## What you have to do:
Considering only lines that hold the word "ProjectData", report how many there are in the listing below, as a single number.

## Information supplied:
────────────────

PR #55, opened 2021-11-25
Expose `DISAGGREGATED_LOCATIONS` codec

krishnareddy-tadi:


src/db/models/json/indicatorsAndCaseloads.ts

────────────────

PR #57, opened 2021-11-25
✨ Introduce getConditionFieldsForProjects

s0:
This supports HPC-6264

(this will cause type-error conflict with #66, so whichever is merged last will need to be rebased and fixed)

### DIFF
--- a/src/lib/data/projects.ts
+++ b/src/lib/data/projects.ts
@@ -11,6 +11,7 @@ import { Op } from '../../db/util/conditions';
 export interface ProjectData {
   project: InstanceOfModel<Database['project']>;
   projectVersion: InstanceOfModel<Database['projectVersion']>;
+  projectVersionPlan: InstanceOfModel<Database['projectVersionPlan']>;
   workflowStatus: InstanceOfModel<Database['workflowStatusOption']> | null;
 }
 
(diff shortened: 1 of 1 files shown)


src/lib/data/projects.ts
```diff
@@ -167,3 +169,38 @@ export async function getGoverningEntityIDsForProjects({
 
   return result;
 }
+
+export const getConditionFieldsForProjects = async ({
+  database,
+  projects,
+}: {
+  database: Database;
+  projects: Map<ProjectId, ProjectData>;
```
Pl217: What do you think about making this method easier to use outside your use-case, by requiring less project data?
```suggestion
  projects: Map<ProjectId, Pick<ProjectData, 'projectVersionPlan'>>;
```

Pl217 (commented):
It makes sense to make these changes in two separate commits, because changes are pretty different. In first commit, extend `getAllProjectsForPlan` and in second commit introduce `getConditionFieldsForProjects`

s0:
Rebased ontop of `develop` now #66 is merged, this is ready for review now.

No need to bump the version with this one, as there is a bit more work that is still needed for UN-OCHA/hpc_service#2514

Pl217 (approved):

────────────────

## Solution for this problem:
3